§ Excerpted records:
PR #9431, opened 2018-05-13
feat(query-generator): Generate INSERTs using bind parameters

gazoakley:
### Pull Request check-list

### Description of change

This is a new spin of #9371 where I've removed the `bindParams` option and updated all the INSERT unit tests to match the new syntax. It's thrown up a few issues:

* Data types that don't easily match up with built in JS data types (specifically `GEOMETRY`) cause issues since drivers can't identify them before sending them as bind parameters. They need to be sent using a correct CAST and providing the bind parameter in string form e.g. `GeomFromText($1)` with a valid bind param
* Upsert needs updating - both PostgreSQL and Sqlite override the upsertQuery function in the query generator

### DIFF
--- a/lib/data-types.js
+++ b/lib/data-types.js
@@ -33,6 +33,12 @@ ABSTRACT.prototype.stringify = function stringify(value, options) {
   }
   return value;
 };
+ABSTRACT.prototype.bindParam = function bindParam(value, options) {
+  if (this._bindParam) {
+    return this._bindParam(value, options);
+  }
+  return options.bindParam(this.stringify(value, options));
+};
 
 function STRING(length, binary) {
   const options = typeof length === 'object' && length || {length, binary};
@@ -274,15 +280,21 @@ DECIMAL.prototype.validate = function validate(value) {
 
 for (const floating of [FLOAT, DOUBLE, REAL]) {
   floating.prototype.escape = false;
-  floating.prototype._stringify = function _stringify(value) {
+  floating.prototype._value = function _value(value) {
     if (isNaN(value)) {
-      return "'NaN'";
+      return 'NaN';
     } else if (!isFinite(value)) {
       const sign = value < 0 ? '-' : '';
-      return "'" + sign + "Infinity'";
+      return sign + 'Infinity';
     }
 
     return value;
+  };
+  floating.prototype._stringify = function _stringify(value) {
+    return "'" + this._value(value) + "'";
+  };
+  floating.prototype._bindParam = function _bindParam(value, options) {
+    return options.bindParam(this._value(value));
   };
 }
 
@@ -529,6 +541,17 @@ BLOB.prototype._hexify = function _hexify(hex) {
   return "X'" + hex + "'";
 };
 
+BLOB.prototype._bindParam = function _bindParam(value, options) {
+  if (!Buffer.isBuffer(value)) {
+    if (Array.isArray(value)) {
+      value = Buffer.from(value);
+    } else {
+      value = Buffer.from(value.toString());
+    }
+  }
+  return options.bindParam(value);
+};
+
 function RANGE(subtype) {
   const options = _.isPlainObject(subtype) ? subtype : {subtype};
 
@@ -703,6 +726,9 @@ GEOMETRY.prototype.escape = false;
 GEOMETRY.prototype._stringify = function _stringify(value, options) {
   return 'GeomFromText(' + options.escape(Wkt.convert(value)) + ')';
 };
+GEOMETRY.prototype._bindParam = function _bindParam(value, options) {
+  return 'GeomFromText(' + options.bindParam(Wkt.convert(value)) + ')';
+};
 
 function GEOGRAPHY(type, srid) {
   const options = _.isPlainObject(type) ? type : {type, srid};
@@ -720,6 +746,9 @@ GEOGRAPHY.prototype.key = GEOGRAPHY.key = 'GEOGRAPHY';
 GEOGRAPHY.prototype.escape = false;
 GEOGRAPHY.prototype._stringify = function _stringify(value, options) {
   return 'GeomFromText(' + options.escape(Wkt.convert(value)) + ')';
+};
+GEOGRAPHY.prototype._bindParam = function _bindParam(value, options) {
+  return 'GeomFromText(' + options.bindParam(Wkt.convert(value)) + ')';
 };
 
 for (const helper of Object.keys(helpers)) {
--- a/lib/dialects/abstract/query-generator.js
+++ b/lib/dialects/abstract/query-generator.js
@@ -106,6 +106,8 @@ class QueryGenerator {
     const modelAttributeMap = {};
     const fields = [];
     const values = [];
+    const bind = [];
+    const bindParam = this.bindParam(bind);
     let query;
     let valueQuery = '<%= tmpTable %>INSERT<%= ignoreDuplicates %> INTO <%= table %> (<%= attributes %>)<%= output %> VALUES (<%= values %>)';
     let emptyQuery = '<%= tmpTable %>INSERT<%= ignoreDuplicates %> INTO <%= table %><%= output %>';
@@ -169,7 +171,14 @@ class QueryGenerator {
       }
     }
 
+    if (_.get(this, ['sequelize', 'options', 'dialectOptions', 'prependSearchPath']) || options.searchPath) {
+      // Not currently supported with search path (requires output of multiple queries)
+      options.bindParam = false;
+    }
+
     if (this._dialect.supports.EXCEPTION && options.exception) {
+      // Not currently supported with bind parameters (requires output of multiple queries)
+      options.bindParam = false;
       // Mostly for internal use, so we expect the user to know what he's doing!
       // pg_temp functions are private per connection, so we never risk this function interfering with another one.
       if (semver.gte(this.sequelize.options.databaseVersion, '9.2.0')) {
@@ -211,7 +220,11 @@ class QueryGenerator {
             identityWrapperRequired = true;
           }
 
-          values.push(this.escape(value, modelAttributeMap && modelAttributeMap[key] || undefined, { context: 'INSERT' }));
+          if (value instanceof Utils.SequelizeMethod || options.bindParam === false) {
+            values.push(this.escape(value, modelAttributeMap && modelAttributeMap[key] || undefined, { context: 'INSERT' }));
+          } else {
+            values.push(this.format(value, modelAttributeMap && modelAttributeMap[key] || undefined, { context: 'INSERT' }, bindParam));
+          }
         }
       }
     }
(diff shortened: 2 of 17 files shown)


lib/data-types.js
```diff
@@ -725,6 +739,9 @@ GEOGRAPHY.prototype.escape = false;
 GEOGRAPHY.prototype._stringify = function _stringify(value, options) {
   return 'GeomFromText(' + options.escape(Wkt.convert(value)) + ')';
 };
+GEOMETRY.prototype.bindParam = function bindParam(value, options) {
```
sushantdhiman: `_bindParam` to match `_stringify` etc stuff

lib/dialects/abstract/query-generator.js
```diff
@@ -989,11 +989,18 @@ class QueryGenerator {
     return SqlString.escape(value, this.options.timezone, this.dialect);
   }
 
+  bindParam(bind) {
```
sushantdhiman: :+1:

test/integration/data-types.test.js
```diff
@@ -56,14 +56,18 @@ describe(Support.getTestDialectTeaser('DataTypes'), () => {
     });
   });
 
-  const testSuccess = function(Type, value) {
+  const testSuccess = function(Type, value, useBindParam) {
```
sushantdhiman: Third argument should be options with arbitrary configuration possibilities ``{ useBindParam }``

gazoakley:
@sushantdhiman Hit a bit of a snag doing upserts with Postgres. The current `upsertQuery` function generates SQL along the lines of:

```sql
CREATE OR REPLACE FUNCTION pg_temp.sequelize_upsert(OUT created boolean,OUT primary_key text)  AS $func$
BEGIN
INSERT INTO "users" ("id","username","zab","createdAt","updatedAt") VALUES (1,"john","foo","1970-01-01 00:00:00.000 +00:00","1970-01-01 00:00:00.000 +00:00"); created := true;
EXCEPTION WHEN unique_violation THEN
UPDATE "users" SET "id"=42,"username"='john',"updatedAt"='1970-01-01 00:00:00.000 +00:00' WHERE ("id" = 42); created := false;
END;
$func$ LANGUAGE plpgsql;
SELECT * FROM pg_temp.sequelize_upsert();
```

That's fine when not using bind parameters/prepared statements, but when I generate something along the lines of:

```sql
CREATE OR REPLACE FUNCTION pg_temp.sequelize_upsert(arg1 <argtype>,arg2 <argtype>,arg3 <argtype>,arg4 <argtype>,arg5 <argtype>,OUT created boolean,OUT primary_key text)  AS $func$
BEGIN
INSERT INTO "users" ("id","username","zab","createdAt","updatedAt") VALUES (arg1,arg2,arg3,arg4,arg5); created := true;
EXCEPTION WHEN unique_violation THEN
UPDATE "users" SET "id"=42,"username"='john',"updatedAt"='1970-01-01 00:00:00.000 +00:00' WHERE ("id" = 42); created := false;
END;
$func$ LANGUAGE plpgsql;
SELECT * FROM pg_temp.sequelize_upsert($1,$2,$3,$4,$5);
```

I get an error back from Postgres of `cannot insert multiple commands into a prepared statement` - I can't string together multiple statements if using prepared statements. I think the result of `upsertQuery` for Postgres is going to have to return multiple statements to accomplish what its trying to do. I'm thinking of having it return along the lines of:

```json
[
    {
        "query": "CREATE OR REPLACE FUNCTION pg_temp.sequelize_upsert(arg1 <argtype>,arg2 <argtype>,arg3 <argtype>,arg4 <argtype>,arg5 <argtype>,OUT created boolean,OUT primary_key text)  AS $$func$$ BEGIN INSERT INTO \"users\" (\"id\",\"username\",\"zab\",\"createdAt\",\"updatedAt\") VALUES (arg1,arg2,arg3,arg4,arg5); created := true; EXCEPTION WHEN unique_violation THEN UPDATE \"users\" SET \"id\"=42,\"username\"='john',\"updatedAt\"='1970-01-01 00:00:00.000 +00:00' WHERE (\"id\" = 42); created := false; END; $$func$$ LANGUAGE plpgsql;",
        "bind": []
    },
    {
        "query": "SELECT * FROM pg_temp.sequelize_upsert($1,$2,$3,$4,$5);",
        "bind": [42, "john", "foo", "1970-01-01 00:00:00.000 +00:00", "1970-01-01 00:00:00.000 +00:00"]
    }
]
```

And have something further up treat an array of query elements as something that must be run as a sequence of statements that must be run one after each other. Does that seem reasonable to you?

sushantdhiman:
You are right, we can't use parameterized query with multiple statements. It seems we need to execute two queries with correct order, also keeping other `upsert` from affecting each other.

> And have something further up treat an array of query elements as something that must be run as a sequence of statements that must be run one after each other. Does that seem reasonable to you?

Yeah I agree, we need to return multiple statements with their parameters.

In old approach we used to send one single query which will create / replace function and execute it at server level, but now we need to wrap `Model.upsert` in transaction. As two different statements are going to be executed, we dont want one upsert to be replacing other upsert function and return inconsistent results.

Another potential solution is to support `ON CONFLICT` but we still need to support this for `Postgres < 9.5` so multiple statements solution still needs to be implemented.

So overall, we need to do this

1. Return array of statements from query generator
2. Execute them in order
3. Wrap `upsert` in transaction, so there is no cross talk between other `upsert` trying to replace same function

gazoakley:
The tests are now passing on everything apart from Postgres which is becoming increasingly complex. There's still some fixes needed to support RANGE correctly with bind params, and I've also spotted the Postgres specific code that is returned by the abstract insertQuery which needs the same treatment.

This PR is starting to get quite large too. So that I can split this work up better, would it be acceptable to have an option to turn off bindParams? This would let me:

- Turn it off by default if insertQuery is passed options.exception as true
- Turn it off when calling insertQuery from Postgres upsertQuery

I can then postpone having to deal with returning multiple queries and the further complexity that entails. There's also a good opportunity at that point to remove the duplicate code in insertQuery so that it calls fn/exceptionFn in postgres/query-generator.js

janmeier:
Sounds good tome :)

sushantdhiman:
Sounds good if we keep it as a private option, Use it internally so we can keep converting old queries to parameter based queries and then remove it eventually

gazoakley:
@janmeier @sushantdhiman Any chance either of you could try running the tests yourselves? I can't reproduce the failures in Travis 😕

janmeier:
You need to rebase on top of latest master (specifically this commit https://github.com/sequelize/sequelize/commit/b66f9ddc36720aef1523d677dbbfb9f257afa472 has some tests that are now failing) 

I was tipped up by the fact that my local tests said 1764 passing, while travis was 1764 passing, 4 failing so I figured my local copy was missing something

gazoakley:
@janmeier Ooops! I'll try and sort it over lunch.

gazoakley:
Tests are all green 🎉

test/unit/dialects/sqlite/query-generator.test.js
```diff
@@ -364,50 +364,92 @@ if (dialect === 'sqlite') {
...
+            query: 'INSERT INTO `myTable` (`name`,`birthday`) VALUES ($1,$2);',
+            bind: ['foo', moment('2011-03-27 10:01:55 +0000', 'YYYY-MM-DD HH:mm:ss Z').toDate()]
+          }
         }, {
           arguments: ['myTable', { name: 'foo', value: true }],
-          expectation: "INSERT INTO `myTable` (`name`,`value`) VALUES ('foo',1);"
+          expectation: {
+            query: 'INSERT INTO `myTable` (`name`,`value`) VALUES ($1,$2);',
+            // TODO: Check
+            bind: ['foo', true]
```
janmeier: Should be fine (I'm pretty sure sqlite takes whatever you throw at it)

test/unit/dialects/sqlite/query-generator.test.js
```diff
@@ -364,50 +364,92 @@ if (dialect === 'sqlite') {
...
+          expectation: {
+            query: 'INSERT INTO `myTable` (`name`,`value`) VALUES ($1,$2);',
+            bind: ['bar', null]
+          }
         }, {
           arguments: ['myTable', { name: 'bar', value: undefined }],
-          expectation: "INSERT INTO `myTable` (`name`,`value`) VALUES ('bar',NULL);"
+          expectation: {
+            query: 'INSERT INTO `myTable` (`name`,`value`) VALUES ($1,$2);',
+            // TODO: Check
```
janmeier: Hmm, not sure - There is another issue about ignoring undefined completely, but it should be fine for now

lib/dialects/abstract/query-generator.js
```diff
@@ -234,7 +247,12 @@ class QueryGenerator {
       ].join(' ');
     }
 
-    return _.template(query, this._templateSettings)(replacements);
+    query = _.template(query, this._templateSettings)(replacements);
+    // Used by Postgres upsertQuery and calls to here with options.exception set to true
+    if (options.bindParam === false) {
+      return query;
```
sushantdhiman: return an object in both cases, so all calls can just use `.query`. In case `options.bindParam: false` return no bind parameters.

lib/dialects/abstract/query-generator.js
```diff
@@ -169,7 +171,14 @@ class QueryGenerator {
       }
     }
 
+    if (_.get(this, ['sequelize', 'options', 'dialectOptions', 'prependSearchPath']) || options.searchPath) {
```
sushantdhiman: Use full path `sequelize.options.dialectOptions.prependSearchPath` in `_.get`

test/integration/dialects/postgres/dao.test.js
```diff
@@ -597,12 +597,13 @@ if (dialect.match(/^postgres/)) {
...
 
-      it('should use postgres "TIMESTAMP WITH TIME ZONE" instead of "DATETIME"', function() {
+      it('should use bind params instead of "TIMESTAMP WITH TIME ZONE"', function() {
         return this.User.create({
           dates: []
         }, {
           logging(sql) {
-            expect(sql.indexOf('TIMESTAMP WITH TIME ZONE')).to.be.greaterThan(0);
+            expect(sql).not.to.contain('TIMESTAMP WITH TIME ZONE');
+            expect(sql).not.to.contain('DATETIME');
```
sushantdhiman: assert presence of bind param?

lib/dialects/abstract/query-generator.js
gazoakley: Done

lib/dialects/abstract/query-generator.js
gazoakley: I can change it, but it's more efficient in Lodash to use the array path form. If you use the string path form (e.g. `_.get(this, 'sequelize.options.dialectOptions.prependSearchPath')`) Lodash first converts it back to the array path form which currently entails a bunch of regex operations to parse the path. For a single call like this it probably doesn't matter, but do it many times and there's a big difference in performance.

sushantdhiman: @gazoakley No need to change it then :)

gazoakley:
Now we just need to make `UPDATE`, `SELECT` and `DELETE` use bind params 🤣

kirrg001:
@gazoakley Hi there! Is there any progress on supporting bind params for select, update and delete? Thanks a lot!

§ What the task requires: Return only those lines of the records that contain the string "still".

§ Solution to this task:
Another potential solution is to support `ON CONFLICT` but we still need to support this for `Postgres < 9.5` so multiple statements solution still needs to be implemented.
The tests are now passing on everything apart from Postgres which is becoming increasingly complex. There's still some fixes needed to support RANGE correctly with bind params, and I've also spotted the Postgres specific code that is returned by the abstract insertQuery which needs the same treatment.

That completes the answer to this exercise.